Why did Franklin Roosevelt promote Nazi sympathizer/eugenicist Frederick Osborn to high levels of office?

Upvote:0

Osborn was very much a part of the "establishment." His eugenics advocacy did nothing to isolate him. Nor did Sanger's views on race and abortion. Osborn was also an associate of Allen Dulles. They worked together to set up early psywar projects such as Radio Free Europe and the Crusade for Freedom. After the JFK assassination, Osborn's son would vouch for Ruth and Michael Paine, associated with Lee Harvey Oswald, to the FBI. Michael Paine's mother, Ruth Forbes Paine, was a close friend of Dulles' wartime mistress Mary Bancroft.

Upvote:2

"Eugenics," unfortunately, was a subject that was "accepted" if not popular at the time. But "pro eugenics" was not the same as pro-Nazi, even though there were some overlaps. One Roosevelt ally who was also a believer was a man named Winston Churchill, who was clearly not a "Nazi sympathizer." Most eugenicists advocated "protective" measures toward the "unfit" for the benefit of the rest of society that fell far short of the Nazis' "elimination," and were horrified by the German version.

Apart from his connection with eugenics, Osborn was a member of the establishment. He was a successful Wall Street man (like Joe Kennedy, another suspected Nazi sympathizer). He was an active member of one of the "pet" foundations of the Rockefeller family. Partly "immunizing" him from charges of being "pro-Nazi" (as opposed to pro eugenics) was the fact that some of his closest associates had names like Strauss, and Schiff, and Warburg, and could vouch for him. Finally, he was a member of the Carnegie Corporation; a fellow member was Henry Stimson, Secretary of War, and former Secretary of State, who ultimately nominated Osborn for the Army posts Roosevelt appointed him to.

Upvote:4

Osborne, as well as many others at the time, was a believer that Eugenics would lead to a better world for all. Eugenics had become a popular subject well before Hitler twisted it to his goals.

Eugenics was widely accepted in the U.S. academic community.[7] By 1928 there were 376 separate university courses in some of the United States' leading schools, enrolling more than 20,000 students, which included eugenics in the curriculum

It was considered a valid area of research:

The American Breeder's Association was the first eugenic body in the U.S., established in 1906 under the direction of biologist Charles B. Davenport.

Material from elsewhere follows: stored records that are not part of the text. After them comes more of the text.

PR #1050, opened 2016-04-19
Add package baseline

ericstj:
Package baseline is now defined in individual repos instead of
buildtools.

Pick up CoreFx's baseline from the Microsoft.Private.PackageBaseline
package and add a WCF specific baseline.

I've primed MyGet with the required version of this package.

Needs: https://github.com/dotnet/buildtools/pull/646


ericstj:
Removed WIP tag, this is ready to be merged.  @roncain can you have a look?

Packaging.props
```diff
@@ -16,8 +16,18 @@
     <PackagePlatform Condition="'$(PackagePlatform)' == ''">$(Platform)</PackagePlatform>
```
weshaggard: orthogonal but we should also use CoreFxExpectedPrerelease for the Microsoft.NETCore.Platforms version above in this file.

roncain:

roncain:
OuterLoop failures in CI appear to be due to problems in our test infrastructure.  I verified manually I can run OuterLoops on Windows.

/cc @StephenBonikowsky for his input on the changes.

StephenBonikowsky:
This change means that Packaging.props diverges significantly from the version in corefx, is it not possible to have a unified version that does the right thing based on the repo?

weshaggard:
@StephenBonikowsky I just chatted with @ericstj about the differences here and he is going to work on factoring these as an extension so the core packaging.props file will remain the same across corefx and wcf. As a secondary change he is also going to clean up the runtime.json difference as well.

StephenBonikowsky:
That's great, thank you!

ericstj:
Refactored this to make the diff for packaging.props identical between the two branches.

Packaging.props
```diff
@@ -18,6 +18,8 @@
     <NativePackagePath>$(MSBuildThisFileDirectory)src/Native/pkg</NativePackagePath>
   </PropertyGroup>
 
+  <Import Project="pkg/baseline/baseline.props" />
```
weshaggard: Can we make this conditional on existence? Again I'm thinking of other repo's like CLI or CoreCLR that might not have a unique baselining requirement.

weshaggard:
Other then the one comment looks good to me.

dir.props
```diff
@@ -90,6 +87,9 @@
     <CoreFxExpectedPrerelease>rc3-24015-00</CoreFxExpectedPrerelease>
   </PropertyGroup>
 
+  <!-- Import packaging props -->
+  <Import Project="$(MSBuildThisFileDirectory)Packaging.props"/>
+
```
StephenBonikowsky: Does this import need to be dropped lower in the ordering, if so does it also need to be done in corefx?

ericstj: Yes since it will consume CoreFxExpectedPrerelease.  I can make that change in CoreFx as well.

StephenBonikowsky:
LGTM

dir.props
ericstj: Made this change.

ericstj:
@dotnet-bot test  Innerloop OSX Release Build and Test

roncain:
LGTM.  Doing one CI OuterLoop pass now that we have fixed our infrastructure.

roncain:

roncain:
LGTM. I'll merge if I don't hear any objections.  Any objections @StephenBonikowsky or @ericstj ?

ericstj:
We need to make sure the corefx change mereges as well, otherwise this will break OTG when it mirrors.

roncain:
Thanks @ericstj .  Do you recommend that whoever merges the CoreFx changes would merge this one instantly after that?  I'm okay with anyone doing the merge when they think the timing is right.

ericstj:
Yes, let's merge at the same time as CoreFx.  I can push the button.

PR #1038, opened 2016-04-19
Test CI only

iamjasonp:

PR #1054, opened 2016-04-20
Consolidate various PRServices into one endpoint

iamjasonp:
Rather than have multiple PRServices (one for each repo) on the PR service machine, centralize them into one endpoint, and instead pass the repo id. This has the benefit of allowing only one copy of the service to be maintained, having fewer points of entry, having one consistent service across all repos, and finally, preventing accidental syncs from killing the service and requiring manual intervention

### DIFF
--- a/netci.groovy
+++ b/netci.groovy
@@ -62,7 +62,7 @@ def branch = GithubBranchName
 // **************************
 class WcfUtilities
 {
-    def wcfRepoSyncServiceCount = 0 
+    def wcfPRServiceCount = 0 
     
     // Outerloop jobs for WCF Core require an external server reference
     // This should be run 
@@ -73,27 +73,28 @@ class WcfUtilities
             return 
         }
 
-        wcfRepoSyncServiceCount++
+        wcfPRServiceCount++
 
         def operation = isPR ? "pr" : "branch"
 
         job.with { 
             parameters {
-                stringParam('WcfServiceUri', "wcfcoresrv2.cloudapp.net/WcfService${wcfRepoSyncServiceCount}", 'Wcf OuterLoop Test Service Uri')
-                stringParam('WcfRepoSyncServiceUri', "http://wcfcoresrv2.cloudapp.net/PRService${wcfRepoSyncServiceCount}/pr.ashx", 'Wcf OuterLoop Test PR Service Uri')
+                stringParam('WcfServiceUri', "wcfcoresrv2.cloudapp.net/WcfService${wcfPRServiceCount}", 'Wcf OuterLoop Test Service Uri')
+                stringParam('WcfPRServiceUri', "http://wcfcoresrv2.cloudapp.net/PRServiceMaster/pr.ashx", 'Wcf OuterLoop Test PR Service Uri')
+                stringParam('WcfPRServiceId', "${wcfPRServiceCount}", 'Wcf OuterLoop Test PR Service Id')
             }
         }
         if (os.toLowerCase().contains("windows")) {
             job.with { 
                 steps {
-                    batchFile(".\\src\\System.Private.ServiceModel\\tools\\scripts\\sync-pr.cmd ${operation} %WcfRepoSyncServiceUri%")
+                    batchFile(".\\src\\System.Private.ServiceModel\\tools\\scripts\\sync-pr.cmd %WcfPRServiceId% ${operation} %WcfPRServiceUri%")
                 }           
             }
         } 
         else {
             job.with { 
                 steps {
-                   shell("HOME=\$WORKSPACE/tempHome ./src/System.Private.ServiceModel/tools/scripts/sync-pr.sh ${operation} \$WcfRepoSyncServiceUri")
+                   shell("HOME=\$WORKSPACE/tempHome ./src/System.Private.ServiceModel/tools/scripts/sync-pr.sh \$WcfPRServiceId ${operation} \$WcfPRServiceUri")
                 }
             }
         }
--- a/src/System.Private.ServiceModel/tools/PRService/pr.ashx
+++ b/src/System.Private.ServiceModel/tools/PRService/pr.ashx
@@ -19,92 +19,134 @@
 
 using System;
 using System.Collections.Generic;
+using System.Collections.Specialized;
+using System.Configuration;
 using System.Diagnostics;
-using System.Web;
 using System.IO;
 using System.Text;
+using System.Web;
 
 public class PullRequestHandler : IHttpHandler
 {
-    private const string _gitExecutablePath = @"C:\Program Files\Git\cmd\git.exe";
-    private static string _gitRepoPath;
-    private const int _gitExecutionTimeoutMilliseconds = 100000;
+    private string _gitExecutablePath;
+    private string _gitRepositoriesBasePath;
+    private TimeSpan _gitExecutionTimeout;
+
+    private bool _configurationRead = false;
+
+    private const string _gitExecutablePathConfigurationKeyString = "GitExecutablePath";
+    private const string _gitRepositoriesBasePathConfigurationKeyString = "GitRepositoriesBasePath";
+    private const string _gitExecutionTimeoutConfigurationKeyString = "GitExecutionTimeout";
+
+    private const string _gitRepoPathTemplate = @"{0}\wcf{1}";
 
     public void ProcessRequest(HttpContext context)
     {
-        // Check for prerequisites needed before this script can execute
-
-        _gitRepoPath = context.Request.PhysicalApplicationPath + "..\\..\\..\\..";
-
         StringBuilder result = new StringBuilder();
-        bool success = CheckPrerequisites(result);
 
+        // Read configuration
+        bool success = ReadConfiguration(result);
         if (!success)
         {
-            // CheckPrerequisites failed, this is a server issue
+            // ReadConfiguration failed, this is a server issue 
             context.Response.StatusCode = 500;
-            context.Response.Write(HttpUtility.HtmlEncode(result));
+            context.Response.Write(HttpUtility.HtmlEncode(result.ToString()));
             return;
         }
 
-        success = CleanupMergedBranches(result);
-
-        if (!success)
-        {
-            // CleanupMergedBranches failed, this is a server issue
-            context.Response.StatusCode = 500;
-            context.Response.Write(HttpUtility.HtmlEncode(result));
-            return;
-        }
-
-        // Parameter verification
+        // Check inputs 
+        // We expect one of the following to be specified: 
+        // - A numerical repo ID
+        // - A branch name OR a PR number (not both)
+        //
+        // We will use Git to validate and verify that the branch exists if specified
 
         success = false;
 
+        string repoIdString = context.Request.QueryString["id"];
         string branchString = context.Request.QueryString["branch"];
         string prString = context.Request.QueryString["pr"];
+
+        uint repoId;
+        if (string.IsNullOrWhiteSpace(repoIdString) || !uint.TryParse(repoIdString, out repoId))
+        {
+            context.Response.StatusCode = 400;
+            context.Response.Write(string.Format("The client ID specified, '{0}', is invalid. Please specify a valid 'id' in the request query string <br/>", repoIdString ?? "unspecified"));
+            return;
+        }
 
         if (string.IsNullOrWhiteSpace(prString) && string.IsNullOrWhiteSpace(branchString))
         {
             context.Response.StatusCode = 400;
-            context.Response.Write("No PR or branch specified");
+            context.Response.Write("No PR or branch specified. Specify either a 'pr' or 'branch' in the request query string <br/>");
             return;
         }
 
         if (!string.IsNullOrWhiteSpace(prString) && !string.IsNullOrWhiteSpace(branchString))
         {
             context.Response.StatusCode = 400;
-            context.Response.Write("PR and branch specified; please specify only one of them to sync to <br/>");
+            context.Response.Write("Both 'pr' and 'branch' specified; please specify only one of them to sync to <br/>");
             return;
         }
 
-        context.Response.Write(string.Format("PR = {0}<br/>", HttpUtility.HtmlEncode(prString) ?? "Unspecified"));
-        context.Response.Write(string.Format("branch = {0}<br/>", HttpUtility.HtmlEncode(branchString) ?? "Unspecified"));
+        context.Response.Write(string.Format("pr = {0} <br/>", HttpUtility.HtmlEncode(prString) ?? "unspecified"));
+        context.Response.Write(string.Format("branch = {0} <br/>", HttpUtility.HtmlEncode(branchString) ?? "unspecified"));
+
+        // Check for prerequisites needed before this script can execute
+        string gitRepoPath = GetRepoPath(repoId);
+        success = CheckPrerequisites(gitRepoPath, result);
+
+        if (!success)
+        {
+            // CheckPrerequisites failed, this is a server issue
+            context.Response.StatusCode = 500;
+            context.Response.Write(HttpUtility.HtmlEncode(result.ToString()));
+            return;
+        }
+
+        // Cleanup all branches except master from the repo - this shouldn't fail, and if it does, there's something wrong with the repo
+        success = CleanupBranches(gitRepoPath, result);
+
+        if (!success)
+        {
+            // CleanupMergedBranches failed, this is a server issue
+            context.Response.StatusCode = 500;
+            context.Response.Write(HttpUtility.HtmlEncode(result.ToString()));
+            return;
+        }
 
         // Do stuff
+        success = false;
 
         uint pr;
-        if (!string.IsNullOrEmpty(prString) && uint.TryParse(prString, out pr))
+        // At this point we are guaranteed to have either a 'pr' or 'branch' but not both
+        if (!string.IsNullOrEmpty(prString))
         {
-            success = SyncToPr(pr, result);
-        }
-        else if (!string.IsNullOrEmpty(branchString))
-        {
-            // We only want to support limited branches as we only use this for PR purposes
-            // This should be opened up later once we decide we need to (e.g., for testing release branches), but for now, 
-            // whitelist what we need
-            // for example, we could use the output from "git branch -r" to figure out what branches are valid
-
-            switch (branchString)
+            if (uint.TryParse(prString, out pr))
             {
-                case "master":
-                case "origin/master":
-                case "origin/infrastructure":
-                    success = SyncToBranch(branchString, result);
-                    break;
-                default:
-                    context.Response.Write(string.Format("Branch name specified, '{0}' is not supported by this service<br/>", HttpUtility.HtmlEncode(branchString)));
-                    break;
+                success = SyncToPr(pr, gitRepoPath, result);
+            }
+        }
+        else
+        {
+            // Validate input here, because we don't want someone passing in an arbitrary branch
+            // Obtain a list of valid remote branches and allow sync to one of these only
+
+            string[] branches;
+            success = GetBranches(gitRepoPath, true, out branches, result);
+
+            if (success)
+            {
+                success = false;
+                for (int i = 0; i < branches.Length; i++)
+                {
+                    // git branches are case sensitive 
+                    if (string.Equals(branchString, branches[i]))
+                    {
+                        success = SyncToBranch(branchString, gitRepoPath, result);
+                        break;
+                    }
+                }
             }
         }
 
@@ -113,14 +155,14 @@ public class PullRequestHandler : IHttpHandler
             // it's most likely that the client supplied a bad PR ID, but there could potentially 
             // be other errors in SyncToPr or SyncToBranch. For now, return 400 in this path
             context.Response.StatusCode = 400;
-            context.Response.Write(string.Format("Invalid PR ID, '{0}' or branch, '{1}' specified <br/>", HttpUtility.HtmlEncode(prString), HttpUtility.HtmlEncode(branchString)));
+            context.Response.Write(string.Format("Invalid 'pr', '{0}' or 'branch', '{1}' specified. Please specify a valid 'pr' or 'branch' <br/>", HttpUtility.HtmlEncode(prString), HttpUtility.HtmlEncode(branchString)));
         }
 
-        context.Response.Write(HttpUtility.HtmlEncode(result));
+        context.Response.Write(HttpUtility.HtmlEncode(result.ToString()));
     }
 
     // Check prerequisites for whether or not we can run
-    private bool CheckPrerequisites(StringBuilder executionResult)
+    private bool CheckPrerequisites(string gitRepoPath, StringBuilder executionResult)
     {
         if (!File.Exists(_gitExecutablePath))
         {
@@ -128,9 +170,9 @@ public class PullRequestHandler : IHttpHandler
             return false;
         }
 
-        if (!Directory.Exists(_gitRepoPath))
+        if (!Directory.Exists(gitRepoPath))
         {
-            executionResult.AppendFormat("Could not find or insufficient permissions to access the git repo at path '{0}'", _gitRepoPath);
+            executionResult.AppendFormat("Could not find or insufficient permissions to access the git repo at path '{0}'", gitRepoPath);
             return false;
         }
 
@@ -144,19 +186,24 @@ public class PullRequestHandler : IHttpHandler
                 "status"
             };
 
-            success = RunGitCommands(gitCommands, executionResult);
+            success = RunGitCommands(gitCommands, gitRepoPath, executionResult);
         }
         catch (Exception ex)
         {
             executionResult.AppendFormat("Exception caught while attempting to start '{0}'", _gitExecutablePath);
             executionResult.Append(ex.ToString());
-            return success;
         }
 
         return success;
     }
 
-    private bool SyncToPr(uint pr, StringBuilder executionResult)
+    private string GetRepoPath(uint repoId)
+    {
+        // Note: assumes configuration is read. 
+        return string.Format(_gitRepoPathTemplate, _gitRepositoriesBasePath, repoId);
+    }
+
+    private bool SyncToPr(uint pr, string gitRepoPath, StringBuilder executionResult)
     {
         string[] gitCommands = new string[]
         {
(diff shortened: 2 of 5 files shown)


src/System.Private.ServiceModel/tools/scripts/sync-pr.cmd
```diff
@@ -60,15 +66,17 @@ if "%3"=="" (
         )
     )
 ) else (
-    set __BRANCH_OR_PR_ID=%3
+    set __BRANCH_OR_PR_ID=%4
     echo   [%~n0] WARNING: This script should usually only be called only from the context of a GitHub Pull Request
-    echo   [%~n0] Branch or PR ID overridden: '%3'
+    echo   [%~n0] Branch or PR ID overridden: '%4'
```
iamjasonp: There's some expansion funniness, hence why this has to stay as %4 and not _BRANCH_OR_PR_ID. Basically the variable is only defined after exiting the if.

src/System.Private.ServiceModel/tools/scripts/sync-pr.cmd
```diff
@@ -60,15 +66,17 @@ if "%3"=="" (
...
 
-set __REQUEST_URL=%__SYNC_HOST_URL%?%__OPERATION_MODE%=%__BRANCH_OR_PR_ID%
+REM Disregard the chevrons and quotataions in the next line - it's to output the correct ampersand character to PowerShell
+REM We have to dupliate the request URL below for output and for PowerShell because of Powershell's crazy escape sequences interacting 
+REM badly with cmd's crazy and conflicting escape sequences
 
-echo   [%~n0] Making call to '%__REQUEST_URL%'
-powershell -NoProfile -ExecutionPolicy unrestricted -Command "(New-Object Net.WebClient).DownloadString('%__REQUEST_URL%'); 
+echo   [%~n0] Making call to %__SYNC_HOST_URL%?repo=%__REPO_ID%^&%__OPERATION_MODE%=%__BRANCH_OR_PR_ID%
+powershell -NoProfile -ExecutionPolicy unrestricted -Command "(New-Object Net.WebClient).DownloadString('%__SYNC_HOST_URL%?repo=%__REPO_ID%&%__OPERATION_MODE%=%__BRANCH_OR_PR_ID%');"
```
iamjasonp: Reviewers: This was super frustrating to figure out, but I think I got it. If anyone else has a better idea on how to do this, I would be much obliged.

src/System.Private.ServiceModel/tools/scripts/sync-pr.cmd
```diff
@@ -15,31 +15,37 @@ echo.
...
     echo   sync-url    - URL on remote server for PR synchronization
     echo   branch-name - branch name to sync to
     echo   pr-number   - PR number to sync to
     echo.
-    echo   Example:  %~n0 branch http://wcfci-sync-server/PRService1/pr.ashx 
-    echo   Example:  %~n0 branch http://wcfci-sync-server/PRService1/pr.ashx master
-    echo   Example:  %~n0 pr http://wcfci-sync-server/PRService1/pr.ashx 
-    echo   Example:  %~n0 pr http://wcfci-sync-server/PRService1/pr.ashx 404
+    echo   If the branch-name or pr-number are left blank, then the script will use 
+    echo   the GIT_BRANCH or ghprbPullId environment variable depending on the operation mode
```
iamjasonp: Reviewers: This just keeps comments in sync with sync-pr.sh

iamjasonp:
Aside - I can't wait for bash to be available in Windows and that version of Windows deployed on these machines :smile:

iamjasonp:
@zhenlan - this is ready to go and service tested where the repoID is 1. However you will need to modify permissions to allow RW to all repos by the PRServiceMaster user - currently it doesn't seem like the access rights work correctly for all repos

The repos that need modifications show Git complaining of the following: 
`fatal: unable to write new index file Git executable  'C:\Program Files\Git\cmd\git.exe' exited with code '128'`, Repo 10 is showing this behaviour

src/System.Private.ServiceModel/tools/scripts/sync-pr.cmd
roncain: Question only: could you clarify what you wanted ideas on improving? I'm not sure what the "this" was in the question. Don't block on it.

iamjasonp: "this" refers to the REQUEST_URL. The escaping sequences when combining cmd and PS are nightmarish when you need to escape the & symbol...

iamjasonp: Basically - how to simplify it such that I only need one %REQUEST_URI% variable or otherwise avoid repeating the URI

src/System.Private.ServiceModel/tools/PRService/pr.ashx
```diff
@@ -273,6 +349,62 @@ public class PullRequestHandler : IHttpHandler
         return success;
     }
 
+    // Read configuration
+    // Precedence is: 
+    // 1. Environment variable
+    // 2. AppSettings in web.config
+    // 
+    private bool ReadConfiguration(StringBuilder result)
```
roncain: Nit: not blocking, but could add comment saying what 'bool' return and StringBuilder parameter are used for.  I interpret 'result' to be the error result whenver it fails.

src/System.Private.ServiceModel/tools/PRService/pr.ashx
```diff
@@ -19,92 +19,135 @@
...
+            context.Response.StatusCode = 400;
+            context.Response.Write(string.Format("The repo ID specified, '{0}', is invalid <br/>", repoString ?? "unspecified"));
+            return;
+        }
+
         if (string.IsNullOrWhiteSpace(prString) && string.IsNullOrWhiteSpace(branchString))
         {
             context.Response.StatusCode = 400;
-            context.Response.Write("No PR or branch specified");
+            context.Response.Write("No PR or branch specified. Specify either a PR or branch <br/>");
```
PR #25, opened 2020-06-22
Feature/16a replace eck bundle

andybroomfield:
Adds a default bundle to the created entity.
This should fix the install.

Note: you'll have to use either devel entup and install the new config, or do a fresh install to get this working.


andybroomfield:
Thanks @danchamp am merging this one into your branch.

Issue #17, opened 2020-06-15
Replace flag dependency?


andybroomfield:
This module also relies on flag for two options, to put the banner live (publish) and to remove the hide link (it was a request from public health that Covid info on BHCC could not be hidden).

These could be replaced with simple status booleans to avoid the dependancy on flag
Flag also allows the module to use event subcriber to trigger options when put live. Right now this is to unflag any other banners once it is put live, it could also be used to trigger an email alert once a banner is put live.

andybroomfield:
One feature that flag does provide is the modal to confirm to switch on the banner, which is a feature that would be good to keep.

ekes:
The flag event also unpublishes any other alert - so there is only ever one. All this can be hung on the status, on the save. The token is also generated, but this is also done on the save by hooking in. Both can be handled in the custom entity itself.

Regarding UX. I feels like the status doesn't want to be on the edit form, at the moment in manual testing at least, I don't get the confirmation with the flag on the form. But I get the sense that a two step operation. Create, and publish separately makes sense for this operation.

So working idea:-
 * create/edit form redirects to the list of alerts
 * list of alerts shows which -if any- is currently active and each alert has link to set it (in)active
 * on clicking set alert active there is an intervening confirmation form 'Are you sure ...'

andybroomfield:
@ekes You'll get the pop up in #49.

andybroomfield:
User stories are this comment
https://github.com/localgovdrupal/localgov/issues/67#issuecomment-642956764

ekes:
> @ekes You'll get the pop up in #49.

Yer but I can (could as I've removed it ;) put the alert live with a checkbox on the form with the flag - and it doesn't do the pop-up that way - just from the flag link in the view. The user stories don't cover the banners list? 

For the story it would sound more like on the submit form, you'd want to go to a preview version (like comments do), and then confirm publish then?

andybroomfield:
@ekes Yes I think flag is only configured to do that on the view. 
I think we will still need to publish checkbox, its just it should offer a caution warning if possible. Maybe not for now as your on the banner your editing.

The admin view came later in the development process, and then get canned at BHCC for just edit one banner. However it needs the caution as you can put the banner live on that page without going into the edit page.

This is what was demoed to product group on Slack. (and discussion in #15).
[...]

Issue #16, opened 2020-06-15
Replace ECK with custom entity


andybroomfield:
As nice as ECK is we really should ship with our own entity.
We can use Drupal console to scaffold.

We need to decide if :-

1. Use a custom content entity, so as now but just not ECK.
2. We want to just go back to using state (1 banner support only)
3. Use a custom node content type, so it appears under create content.

andybroomfield:
I would favour 1 as it fits with the idea of content being stored in entities, however its not a page so it doesn't really belong on a node entity.

ekes:
Functionality is like a block, but constrained to a specific use case right?
It's even simpler than for example Status updates?

There's no access control, no page view, path? It's not such that it should feel like adding content into the site for an administrator? It might even be that it should be an 'unusual' or 'different' task?

It tend toward 1 in that case; 
although using a node content type, as status does is also an option.

ekes:
Addition: I agree it would be good to get rid of the unnecessary dependencies (eck, flag).

andybroomfield:
@ekes yes no page view, although the ECK path is currently purposed for preview purposes.
Otherwise its essentially a quick custom block for displaying persisntatly accross the top of the page. Its currently reachable on install under content -> alert banner.

andybroomfield:
Also should rename the entity from alert_banner to `localgov_alert_banner`

andybroomfield:
See also #18. Fields need to be renamed.

andybroomfield:
There is also the admin view to update at http://localgov.lndo.site:8000/admin/content/alert-banners and the display view http://localgov.lndo.site:8000/admin/structure/views/view/alert_banner
The flag `put_live` will need to updated to the new entity.
The template will also need to update `eck-entity--alert-banner.html.twig`

andybroomfield:
For nameing conventions see https://github.com/localgovdrupal/localgov/wiki/Naming-conventions

danchamp:
That all makes sense. Presumbly also move remove_hide_link to the entity to remove the flag dependency?

andybroomfield:
@danchamp Yes, think the hide link can go. I'd like to keep put live as a flag for now to keep the modal confirm behaviour until we tackle #17.

andybroomfield:
Fixed with #26. Other issues added as followup.

PR #26, opened 2020-06-22
Feature/16 replace eck

### LINKED ISSUE #18: Rename fields to use the localgov format
Follow the example in localgov_services and rename `field_` to `localgov_alert_`...
(Check format before adding).

danchamp:
- Removes dependency on ECK #16 and supports multiple banner records (one live)
- Replaces flag with field for hide link #17 
- Ref #18


andybroomfield:
Thanks for working on this @danchamp.
This is good for the first change. Its opened up a fair few issues, however they are better tackled seperatly.
I've fixed the test to work with the renamed entities.
I need to review with @ekes and @stephen-cox the field names they used on services and if they prefixed them, as these ones arn't which is why I altered your comment to stop the issue auto closing. We can tackle that seperatly too, however these arn't changeable fields so it should actully be ok to leave them unprefixed.

danchamp:
> We need to remove eck as a dependancy from `localgov_alert_banner.info.yml` and `composer.json`

Thanks @andybroomfield that's those changes made.

PR #46, opened 2020-07-03
Fix entity_type_update and entity_type_create hook function names

### LINKED ISSUE #45: hook_ENTITY_TYPE_update and hook_ENTITY_TYPE_create function names
Functions incorrectly named and not being called when banners updated / created:
https://github.com/localgovdrupal/localgov_alert_banner/blob/9f71319889e015b95a06df063a0a0404db677c27/localgov_alert_banner.module#L88-L100

Should be localgov_alert_banner_localgov_alert_banner_create and localgov_alert_banner_localgov_alert_banner_update

danchamp:
Closes #45

### DIFF
--- a/localgov_alert_banner.module
+++ b/localgov_alert_banner.module
@@ -86,23 +86,23 @@ function localgov_alert_banner_preprocess(&$variables) {
 }
 
 /**
- * Implements hook_alert_banner_create().
+ * Implements hook_ENTITY_TYPE_create().
  */
-function localgov_alert_banner_alert_banner_create(EntityInterface $entity) {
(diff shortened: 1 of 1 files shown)


danchamp:
The functions aren't called for me when using `localgov_alert_banner_create` and `localgov_alert_banner_update` so the token doesn't reset when updating. Using `{module_name}_{entity_type}_create` and _update they are getting called.

I haven't done anything with bundles yet - any ideas how this can be abstracted to apply to all alert banner bundles?

andybroomfield:
@danchamp That actully might be correct as its module then entity and should apply to all.
I'll create a bundle and test.

PR #48, opened 2020-07-03
Restore the separate permission to view all alert banners

### LINKED ISSUE #35: Restore the separate permission to view all alert banners

danchamp:
Closes #35


danchamp:
Thanks @andybroomfield. I think the extra menu item came from the Drupal console scaffolding.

The ABA was formed specifically to "investigate and report on heredity in the human race, and emphasize the value of superior blood and the menace to society of inferior blood." Membership included Alexander Graham Bell, Stanford president David Starr Jordan and Luther Burbank.

and was also picked up by feminists and those supporting birth control laws:

The National Federation of Women's Clubs, the Woman's Christian Temperance Union, and the National League of Women Voters were among the variety of state and local feminist organization that at some point lobbied for eugenic reforms.

One of the most prominent feminists to champion the eugenic agenda was Margaret Sanger, the leader of the American birth control movement. Margaret Sanger saw birth control as a means to prevent unwanted children from being born into a disadvantaged life, and incorporated the language of eugenics to advance the movement

Roosevelt hired someone who was one of the premier scientists in his field, due to the fact that his scientific knowledge was of import to U.S. policy. Remember eugenics ws being practiced not just by the Germans, but the US as well:

The most significant era of eugenic sterilization was between 1907 and 1963, when over 64,000 individuals were forcibly sterilized under eugenic legislation in the United States.

All above quotes from wiki:Eugenics in the United States

  • A little update.

    I looked at the article referenced by the question above, and found this quote:

The German sterilization program is apparently an excellent one,' remarked Frederick Osborn, secretary of the American Eugenics Society, in 1937.

and a little farther down the page, an explanation:

Osborn's enthusiastic endors*m*nt of Nazi eugenic sterilization - which mandated the sterilization of people with disabilities deemed heritable

So this shows that, though the regimes later use of eugenics was horrific, that wasn't what Osborne was referring to. but the attempt to possibly eliminate genetic diseases, not genocide. These are the same applications the US was doing, with most of the sterilizations mentioned above being those in Insane Asylums.